Was macht den Menschen bereit zur Reue?

Aus der Einsicht in die persönliche Schuld entsteht die Sehnsucht, sich zu besseren; das nennt man Reue. Zu ihr gelangen wir, wenn wir den Widerspruch zwischen der Liebe Gottes und unserer Sünde sehen. Dann sind wir voller Schmerzen über unsere Sünden; wir nehmen uns vor, unser Leben zu ändern, und setzen unsere ganze Hoffnung auf die Hilfe Gottes.

Was ist Buße?

Was muss ich in eine Beichte einbringen?

Welche Sünden muss man überhaupt beichten?

Buße ist Wiedergutmachung für ein begangenes Unrecht. Buße darf nicht alleine im Kopf geschehen, sondern muss sich äußern in Taten der Liebe und im Engagement für andere. Auch indem man betet, fastet und Arme seelisch und materiell unterstützt, tut man Buße.

Voraussetzung für die Vergebung von Sünden ist der Mensch, der sich bekehrt, und der Priester, der ihm im Namen Gottes die Lossprechung von seinen Sünden erteilt.

Zu jeder Beichte gehören die Gewissenserforschung, die Reue, der Vorsatz, das Bekenntnis und die Buße.

Alle schweren Sünden, an die man sich in genauer Gewissensforschung erinnert und die man noch nicht gebeichtet hat, können unter normalen Umständen nur in der sakramentalen Einzelbeichte vergeben werden.
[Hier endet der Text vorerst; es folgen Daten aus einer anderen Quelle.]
Issue #969, opened 2017-11-07
GET /db/_all_docs?update_seq=true missing 'offset' and 'update_seq' when 'keys' also provided


dharders:
## Expected Behavior

A `GET /db/_all_docs?update_seq=true&keys=["aValidKey"]` should return 
```javascript
{
  total_rows: X,
  rows: [{id: "aValidKey", ...}],
  offset: Y,
  update_seq: "Z-ABC..."
}
```
## Current Behavior

Instead it returns
```javascript
{
  total_rows: X,
  rows: [{id: "aValidKey", ...}]
}
```
i.e. it is **missing 'offset' and 'update_seq'** when 'keys' also provided.

**NOTE:** this is also true for `POST`

## Possible Solution

Specifying `key` instead of `keys` produces the desired behavior so possibly check that code path

i.e.  `GET /db/_all_docs?update_seq=true&key="aValidKey"` works as expected

## Steps to Reproduce (for bugs)

1. 
```javascript
 curl -X PUT "localhost:5984/testdb"
```
2. 
```javascript
curl -X POST -H "Content-Type: application/json" -d '{"docs": [{"_id": "doc1"}, {"_id": "doc2"}]}' "localhost:5984/testdb/_bulk_docs"
```
3.
```javascript
curl -X GET 'localhost:5984/testdb/_all_docs?update_seq=true&keys=\["doc1"\]'
```
4. Response is missing `offset` and `update_seq`
5. Below response is as expected when using `key` instead of `keys`
```javascript
curl -X GET 'localhost:5984/testdb/_all_docs?update_seq=true&key="doc1"'
```
6. Response should contain `offset` and `update_seq` as expected
7. POST is also not returning `offset` and `update_seq`
```javascript
curl -X POST -H "Content-Type: application/json" -d '{"keys": ["doc1"]}' 'localhost:5984/testdb/_all_docs?update_seq=true'
```
## Context

Noticed this bug when putting together a PR to add a feature to PouchDB (see [PouchDB issue 6230](https://github.com/pouchdb/pouchdb/issues/6230), i.e. missing `update_seq` option in allDocs API)

## Your Environment

* Version used: CouchDB v2.1.0
* Browser Name and version: curl, Chrome 61.0.3163.100 (Official Build) (64-bit)
* Operating System and version (desktop or mobile): Windows 10 64-bit Desktop

jiangphcn:
@dharders I have issued one PR  #1085 to address your issue. Currently, it is under review process.

[...]

PR #1085, opened 2018-01-03
Return update_seq and offset when update_seq is true and keys is set

jiangphcn:
## Overview

Before this PR, if `keys` parameter is set for `_all_docs` endpoint, there is no `update_seq` and `offset` returned in response even if `update_seq` parameter is set to true. This is not consistent with description in http://docs.couchdb.org/en/2.1.1/api/database/bulk-api.html

```
update_seq (boolean) – Response includes an update_seq value indicating which sequence id of the underlying database the view reflects. Default is false.
```

This PR is aimed to return update_seq and offset with null if `update_seq` is set to true and `keys` is specified as well.

```
 curl -X GET 'localhost:15984/db3/_all_docs?update_seq=true&keys=["bar"]&skip=0' -u foo:bar -g|jq .
100   157    0   157    0     0  14275      0 --:--:-- --:--:-- --:--:-- 15700
{
  "total_rows": 14,
  "offset": null,
  "update_seq": null,
  "rows": [
    {
      "id": "bar",
      "key": "bar",
      "value": {
        "rev": "1-9393bddaf4aecebfe0cd04a6558d8731"
      }
    }
  ]
}
```

## Testing recommendations

```
make check skip_deps+=couch_epi apps=chttpd tests=all_test_
chttpd db tests
  chttpd_db_test:78: should_return_ok_true_on_bulk_update...[0.104 s] ok
  chttpd_db_test:105: should_accept_live_as_an_alias_for_continuous...[0.050 s] ok
  chttpd_db_test:120: should_return_404_for_delete_att_on_notadoc...[0.005 s] ok
  chttpd_db_test:142: should_return_409_for_del_att_without_rev...[0.040 s] ok
  chttpd_db_test:160: should_return_200_for_del_att_with_rev...[0.053 s] ok
  chttpd_db_test:181: should_return_409_for_put_att_nonexistent_rev...[0.008 s] ok
  chttpd_db_test:196: should_return_update_seq_when_set_on_all_docs...[0.257 s] ok
  chttpd_db_test:212: should_not_return_update_seq_when_unset_on_all_docs...[0.251 s] ok
  [done in 2.258 s]
  All 8 tests passed.
==> rel (eunit)
```

issue #969

## Checklist

### DIFF
--- a/src/chttpd/test/chttpd_db_test.erl
+++ b/src/chttpd/test/chttpd_db_test.erl
@@ -20,6 +20,7 @@
 -define(AUTH, {basic_auth, {?USER, ?PASS}}).
 -define(CONTENT_JSON, {"Content-Type", "application/json"}).
 -define(FIXTURE_TXT, ?ABS_PATH(?FILE)).
+-define(i2l(I), integer_to_list(I)).
 
 setup() ->
     Hashed = couch_passwords:hash_admin_password(?PASS),
@@ -62,7 +63,9 @@ all_test_() ->
                     fun should_return_404_for_delete_att_on_notadoc/1,
                     fun should_return_409_for_del_att_without_rev/1,
                     fun should_return_200_for_del_att_with_rev/1,
-                    fun should_return_409_for_put_att_nonexistent_rev/1
+                    fun should_return_409_for_put_att_nonexistent_rev/1,
+                    fun should_return_update_seq_when_set_on_all_docs/1,
+                    fun should_not_return_update_seq_when_unset_on_all_docs/1
                 ]
             }
         }
@@ -184,6 +187,34 @@ should_return_409_for_put_att_nonexistent_rev(Url) ->
             {<<"error">>,<<"not_found">>},
             {<<"reason">>,<<"missing_rev">>}]},
             ?JSON_DECODE(RespBody))
+    end).
+
+
+should_return_update_seq_when_set_on_all_docs(Url) ->
+    ?_test(begin
+        [create_doc(Url, "testdoc" ++ ?i2l(I)) || I <- lists:seq(1, 3)],
+        {ok, RC, _, RespBody} = test_request:get(Url ++ "/_all_docs/"
+            ++ "?update_seq=true&keys=[\"testdoc1\"]",[?CONTENT_JSON, ?AUTH]),
+        ?assertEqual(200, RC),
+        {ResultJson} = ?JSON_DECODE(RespBody),
+        ?assertNotEqual(undefined,
+            couch_util:get_value(<<"update_seq">>, ResultJson)),
+        ?assertNotEqual(undefined,
+            couch_util:get_value(<<"offset">>, ResultJson))
+    end).
+
+
+should_not_return_update_seq_when_unset_on_all_docs(Url) ->
+    ?_test(begin
+        [create_doc(Url, "testdoc" ++ ?i2l(I)) || I <- lists:seq(1, 3)],
+        {ok, RC, _, RespBody} = test_request:get(Url ++ "/_all_docs/"
+            ++ "?update_seq=false&keys=[\"testdoc1\"]",[?CONTENT_JSON, ?AUTH]),
+        ?assertEqual(200, RC),
+        {ResultJson} = ?JSON_DECODE(RespBody),
+        ?assertEqual(undefined,
+            couch_util:get_value(<<"update_seq">>, ResultJson)),
+        ?assertNotEqual(undefined,
+            couch_util:get_value(<<"offset">>, ResultJson))
     end).
 
 
--- a/src/fabric/src/fabric_view_all_docs.erl
+++ b/src/fabric/src/fabric_view_all_docs.erl
@@ -59,7 +59,8 @@ go(DbName, Options, QueryArgs, Callback, Acc0) ->
         conflicts = Conflicts,
         skip = Skip,
         keys = Keys0,
-        extra = Extra
+        extra = Extra,
+        update_seq = UpdateSeq
     } = QueryArgs,
     DocOptions1 = case Conflicts of
         true -> [conflicts|DocOptions0];
@@ -97,7 +98,12 @@ go(DbName, Options, QueryArgs, Callback, Acc0) ->
     end,
     case Resp of
         {ok, TotalRows} ->
-            {ok, Acc1} = Callback({meta, [{total, TotalRows}]}, Acc0),
+            Meta = case UpdateSeq of
+                false -> [{total, TotalRows}, {offset, null}];
+                true ->
+                    [{total, TotalRows}, {offset, null}, {update_seq, null}]
+            end,
+            {ok, Acc1} = Callback({meta, Meta}, Acc0),
             {ok, Acc2} = doc_receive_loop(
                 Keys3, queue:new(), SpawnFun, MaxJobs, Callback, Acc1
             ),


src/fabric/src/fabric_view_all_docs.erl
```diff
@@ -59,7 +59,8 @@ go(DbName, Options, QueryArgs, Callback, Acc0) ->
         conflicts = Conflicts,
         skip = Skip,
         keys = Keys0,
-        extra = Extra
+        extra = Extra,
+        update_seq = UpdateSeq
```
iilyak: We should split the update of the record into two commits. 
1. add compatibility clause so with this commit we would be able to handle both kinds of records. This commit would convert new record to old one.
2. add new field and change conversion clause so it converts the old one into new.

The reason for the split is handling of mixed cluster case when some nodes are upgraded and some of them don't. 

This would allow us to do two stage upgrade of the cluster. First we would deploy version with first commit to all nodes. Then we wait a little bit and deploy the version with second commit.

This dance is usually needed for the cases when we upgrade records we send to other nodes. Which is the case for `#mrargs{}` .

eiri:
Are `update_seq` and `offset` even make sense with `keys` in sharded environment? We probably should consider just changing documentation instead of adding network overhead for ~useless attributes.

Ping @davisp on a competent opinion.

jiangphcn:
@eiri I read the following from issue #969 
```
Noticed this bug when putting together a PR to add a feature to PouchDB (see PouchDB issue 6230, i.e. missing update_seq option in allDocs API)
```

src/fabric/src/fabric_view_all_docs.erl
jiangphcn: Thanks @iilyak. However, wants to double check with you whether we need two commits. Actually, the definition for `mrargs` was not changed. https://github.com/apache/couchdb/blob/master/src/couch_mrview/include/couch_mrview.hrl#L86.  The `update_seq` filed was already present in any nodes in mixed cluster. In my newly introduced codes,  the value of `update_seq` field is fetched here and used to check whether we need to return update_seq value or not. If request is sent to nodes which are not upgraded, update_seq information is not returned. Otherwise, for upgraded nodes, the update_seq information will be returned.

davisp:
Well, offset certainly doesn't make any sense. Though to match things we could make that return offset:null or similar.

Secondly, this is gating the inclusion of these keys on whether update_seq=true is passed, it seems like if we're going to add them they should be included regardless.

For the network overhead I'm not sure it'd be a huge deal? I guess we could add a more specific endpoint rather than shipping entire db info blobs but I'm not super concerned about it.

Although, this update_seq is kind of a lie because we open each document individually so a) the update_seq may or may not reflect the shards used to open documents and b) it could change for each invidual doc open call depending on the combination of shards that responded.

I read the PouchDB issue and I'm not seeing the motivation for adding this other than its not the same as the other behavior. I wonder if we shouldn't either a) update the documentation, or b) just set offset and update_seq to null if they're requested. However without knowing the motivation for wanting these keys I'm not sure if that breaks the downstream use or not.

dharders:
Hi, PouchDB PR author here.

PouchDB was missing `{ update_seq: true }` option, so we added it due to user request. One of our tests caught the `keys` failing case when `update_seq=true`. I agree that the `offset` and `update_seq` information does not make a great deal of sense in a sharded environment.

Our main motivation is to match CouchDB API, so whatever you decide is best we will follow.

If you decide that it is easier to update the documentation (for the `keys` case) then we are fine with that. Returning `null` is also fine. As long as the API matches the documentation we will make it work!

jiangphcn:
hey @dharders thanks for your information. Let me try to re-work to return null for this case.

jiangphcn:
Return null for update_seq and offset if update_seq is true using commit af8d9f3. Can anyone help review them? Thanks

src/chttpd/test/chttpd_db_test.erl
```diff
@@ -187,6 +190,36 @@ should_return_409_for_put_att_nonexistent_rev(Url) ->
     end).
 
 
+should_return_update_seq_when_set_on_all_docs(Url) ->
+    ?_test(begin
+        [create_doc(Url, "testdoc" ++ ?i2l(I)) || I <- lists:seq(1, 3)],
+        {ok, RC, _, RespBody} = test_request:get(Url ++ "/_all_docs/"
+            ++ "?update_seq=true&keys=[\"testdoc1\"]",[?CONTENT_JSON, ?AUTH]),
+        {ResultJson} = ?JSON_DECODE(RespBody),
+        [
```
eiri: You don't need a list _here_ actually, you are probably confusing this with eunit's requirement for a list of _test objects_.

Macro `?_test` not executed in place, it returns a function that treated as a single test object. This function executed after `setup` and marks the test as a failure if it's crashes in any of its parts, so it doesn't matter if `?assert...` macro in list or sequential, the result is the same, you don't need to overwrap them.

src/chttpd/test/chttpd_db_test.erl
```diff
@@ -187,6 +190,36 @@ should_return_409_for_put_att_nonexistent_rev(Url) ->
...
+    end).
+
+
+should_not_return_update_seq_when_unset_on_all_docs(Url) ->
+    ?_test(begin
+        [create_doc(Url, "testdoc" ++ ?i2l(I)) || I <- lists:seq(1, 3)],
+        {ok, RC, _, RespBody} = test_request:get(Url ++ "/_all_docs/"
+            ++ "?update_seq=false&keys=[\"testdoc1\"]",[?CONTENT_JSON, ?AUTH]),
+        {ResultJson} = ?JSON_DECODE(RespBody),
+        [
```
eiri: Same as above and a side effect is that you might fit macro in a single line.

src/fabric/src/fabric_view_all_docs.erl
```diff
@@ -97,7 +98,14 @@ go(DbName, Options, QueryArgs, Callback, Acc0) ->
     end,
     case Resp of
         {ok, TotalRows} ->
-            {ok, Acc1} = Callback({meta, [{total, TotalRows}]}, Acc0),
+            case UpdateSeq of
```
eiri: Two things:

1. If we really want back compatibility we need `offset` in meta in both cases, this is how it was in CouchDB 1.x. Query attribute `update_seq` only controls show/hide of `update_seq` in meta, not both.

2. You are exporting variable `Meta` from case here. This is bad erlang and compiler would warn you if we'd have `+warn_export_vars` turned on with something like
```bash
~/couchdb/src/fabric/src/fabric_view_all_docs.erl:108: Warning: variable 'Meta' exported from 'case' (line 101)
```

The idiomatic way to do this is to assign `Meta` the return value of `case`, i.e.
```erlang
Meta = case UpdateSeq of
  false -> [{total, TotalRows}, {offset, null}];
  true -> [{total, TotalRows}, {offset, null}, {update_seq, null}]
end.
```

src/chttpd/test/chttpd_db_test.erl
```diff
@@ -187,6 +190,32 @@ should_return_409_for_put_att_nonexistent_rev(Url) ->
     end).
 
 
+should_return_update_seq_when_set_on_all_docs(Url) ->
+    ?_test(begin
+        [create_doc(Url, "testdoc" ++ ?i2l(I)) || I <- lists:seq(1, 3)],
+        {ok, RC, _, RespBody} = test_request:get(Url ++ "/_all_docs/"
```
eiri: Getting `/home/vagrant/git/release/couchdb/src/chttpd/test/chttpd_db_test.erl:196: Warning: variable 'RC' is unused` here.
Maybe add `?assertEqual(200, RC)` here and below to catch possible bad reply from  `/_all_docs`?

wohali:
@dharders note that this will be in 2.2.0, which is releasing imminently - may be something you'll want to review for your next PouchDB release.

PR #1089, opened 2018-01-04
Extract helper to execute a function in a new process

willholley:
## Overview

Adds a helper that executes a function in a new process, with standardized error handling and logging.

## Testing recommendations

The test suite should exercise the code paths that have changed (currently document update and _find).

n/a

## Checklist

### DIFF
--- a/src/chttpd/src/chttpd_db.erl
+++ b/src/chttpd/src/chttpd_db.erl
@@ -984,35 +984,11 @@ http_code_from_status(Status) ->
     end.
 
 update_doc(Db, DocId, #doc{deleted=Deleted, body=DocBody}=Doc, Options) ->
-    {_, Ref} = spawn_monitor(fun() ->
-        try fabric:update_doc(Db, Doc, Options) of
-            Resp ->
-                exit({exit_ok, Resp})
-        catch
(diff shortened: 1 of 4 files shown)


eiri:
I don't think this helper belongs to fabric, it's pretty generic, so I'd say it fits better in [couch_util](https://github.com/apache/couchdb/blob/master/src/couch/src/couch_util.erl).

As a matter a fact a quite similar `couch_util:with_proc/4` function is already there, so it might be better to fuse them together, given that `defer` here is missing explicit timeout handeling.

willholley:
thanks @eiri - good thought. I wasn't aware of `couch_util:with_proc/4` so I'll have a look at whether that can be used instead.

willholley:
huh - I can't find any uses of `couch_util:with_proc/4` - is it redundant?

eiri:
@willholley Used in [cassim](https://github.com/apache/couchdb-cassim/blob/master/src/cassim_metadata_cache.erl#L200) evidently. But can't disagree, it's not widly known, I discovered it only because I thought your helper better fits into couch_util and went to scan code there :)

janl:
Closing until progress.

PR #1098, opened 2018-01-08
Mango: fallback to "selector" on empty "partial_filter_selector"

willholley:
## Overview

Mango text indexes historically supported partial indexes
defined via a "selector" field. This was renamed to
"partial_filter_selector" in b98de40 but the fallback
code did not correctly handle the case where
a "selector" existed alongside a "partial_filter_selector".

This situation can occur when a the _index endpoint is
used to create a text index with a "selector". The resulting
design document contains an empty "partial_filter_selector"
field *and* the "selector" field that was passed in. The
previous implementation of the fallback would detect the
presence of "partial_filter_selector" and use the empty
value (match all docs) instead of faling back to the
"selector" field.

This commit changes the behaviour so that a "selector"
will be used even if an empty "partial_filter_selector"
is present. A secondary fix would be to change the index
creation so that we never use "selector" in the underlying
index design document, even if it is passed to the _index
API.

## Testing recommendations

Run the test suite (with text indexes enabled). Attempt to create text indexes using the _index endpoint, specifying a "selector" field. Test that the partial index contains only the documents that match the selector.

#818 

## Checklist

### DIFF
--- a/src/mango/src/mango_native_proc.erl
+++ b/src/mango/src/mango_native_proc.erl
@@ -172,19 +172,12 @@ get_text_entries({IdxProps}, Doc) ->
 
 
 get_index_partial_filter_selector(IdxProps) ->
-    case couch_util:get_value(<<"partial_filter_selector">>, IdxProps) of
-        undefined ->
+    case couch_util:get_value(<<"partial_filter_selector">>, IdxProps, {[]}) of
+        {[]} ->
             % this is to support legacy text indexes that had the partial_filter_selector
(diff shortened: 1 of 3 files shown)


willholley:
@davisp oops - rebased to fixed

tonysun83:
+1, change looks good

I ran a full regression with text index tests and the new test all passed. I got some errors with the users db tests, but that's probably related to my environment and not related to text indexes.

PR #1118, opened 2018-01-19
Set update_lru_on_read=false as default

wohali:
See https://github.com/apache/couchdb/issues/796#issuecomment-359060816

From IRC:

```
15:18 <+Wohali> davisp: is update_lru_on_read something that should be in default.ini?
15:18 <+davisp> Mebbe
15:18 <+davisp> We run it by default cause a good number of clusters would get crushed without it
15:19 <+davisp> But its a behavior change so never made default
```

Discussion welcome.


wohali:
@nickva can I get a perfunctory +1 from you on this? Thanks.

janl:
+1, but would like a team-cloudant +1 as well

Issue #1122, opened 2018-01-22
should_create_delete_database_continuously (100 times) fails on Jenkins CI


wohali:
The test seems to have started failing after #1062 landed (/cc @eiri @nickva).

I beg you to not ignore Jenkins :)

## Expected Behavior
Test runs should be green across the board

## Current Behavior
8 of 11 runs in Jenkins timed out on this test in the last run on `master`

https://builds.apache.org/blue/organizations/jenkins/CouchDB/detail/master/173/pipeline/46
https://builds.apache.org/blue/organizations/jenkins/CouchDB/detail/master/173/pipeline/47
https://builds.apache.org/blue/organizations/jenkins/CouchDB/detail/master/173/pipeline/48
https://builds.apache.org/blue/organizations/jenkins/CouchDB/detail/master/173/pipeline/56
https://builds.apache.org/blue/organizations/jenkins/CouchDB/detail/master/173/pipeline/55
https://builds.apache.org/blue/organizations/jenkins/CouchDB/detail/master/173/pipeline/50
https://builds.apache.org/blue/organizations/jenkins/CouchDB/detail/master/173/pipeline/52
https://builds.apache.org/blue/organizations/jenkins/CouchDB/detail/master/173/pipeline/51

## Possible solution
FYI the semantics of the test changed with the PR. See:

https://github.com/apache/couchdb/blob/e81c54e32d2a165dc762ad4217b753da723dc1fa/src/couch/test/couch_db_tests.erl

vs. 

https://github.com/apache/couchdb/blob/master/src/couch/test/couch_db_tests.erl#L129-L139

We are calling `couch_server:delete()` now; previously we were calling `couch_db:close()` which only de-monitors the DB.

eiri:
No, the test actually been calling `couch_db:delete/2` inside `cycle`, inside `loop`, inside `_assert,` inside `timeout`, inside a list comprehension - [right here](https://github.com/apache/couchdb/blob/e81c54e32d2a165dc762ad4217b753da723dc1fa/src/couch/test/couch_db_tests.erl#L127). It just hard to see because the thing been rather convoluted. 

The semantics didn't changed, we are still calling same `couch_db:create/2`, `couch_db:close/1` (inside `create_db` helper) and then `couch_server:delete/2` inside `delete_db` helper repeatedly. 

[...]

PR #1123, opened 2018-01-22
Set eunit timeout on a whole test object

eiri:
## Overview

I've accidentally overrode custom 2 mins timeout for `should_create_delete_database_continuously` tests to default 5 sec with`?_test` wrapper.  It went unnoticed in local tests and travis, since in general "should_create_delete_database_continuously (100 times)" passes within 1.096s, but Jenkins prove to be more sensitive.

## Testing recommendations

Standard `make eunit apps=couch` should pass. More importantly Jenkins now should not throw timeout on this test.

Fixes: #1122 

## Checklist

### DIFF
--- a/src/couch/test/couch_db_tests.erl
+++ b/src/couch/test/couch_db_tests.erl
@@ -128,15 +128,13 @@ should_delete_multiple_dbs(DbNames) ->
 
 should_create_delete_database_continuously(Times, DbName) ->
     {lists:flatten(io_lib:format("~b times", [Times])),
-    ?_test(begin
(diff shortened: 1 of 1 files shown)


eiri:
@wohali This should fix Jenkins, but I guess it needs to hit "master" to confirm. Sorry about this mixup, the original test was kind of hard to untangle, that's mainly the reason I took on refactoring it.

Alternatively we can just remote this "100 times" run, honestly it doesn't really prove or demonstrate anything "10 times" run doesn't show.

wohali:
Nice, looks good. +1

If you want to also remove the 100x test, go for it.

Wie oft soll man beichten?

Die Kirche legt den Gläubigen nahe, dies wenigstens einmal jährlich zu tun. Jedenfalls muss man vor dem Empfang der heiligen Kommunion beichten, sollte man eine schwere Sünde begangen haben.

Warum können nur Priester Sünden vergeben?

Kein Mensch kann Sünden vergeben, es sei denn, er hätte einen Auftrag von Gott dazu und die von ihm geschenkte Macht, dass die Vergebung, die er dem Beichtenden zuspricht, wirklich geschieht. Dazu ist in erster Linie der Bischof bestellt und dann seine Helfer, die geweihten Priester.

Darf ein Priester etwas weitererzählen, was ei in der Beichte erfahren hat?

Nein, unter keinen Umständen. Das Beichtgeheimnis gilt absolut. Jeder Priester wäre exkommuniziert, würde er anderen Menschen irgendetwas mitteilen, was er in der Beichte erfahren hat. Auch der Polizei darf der Priester weder etwas sagen noch andeuten.

Welche positiven Effekte hat eine Beichte?

Die Beichte versöhnt den Sünder mit Gott und der Kirche.

Dadurch sollte sich erfüllen, was durch den Propheten Jesaja gesagt worden ist: Er hat unsere Leiden auf sich genommen und unsere Krankheiten getragen (Mt 8,17)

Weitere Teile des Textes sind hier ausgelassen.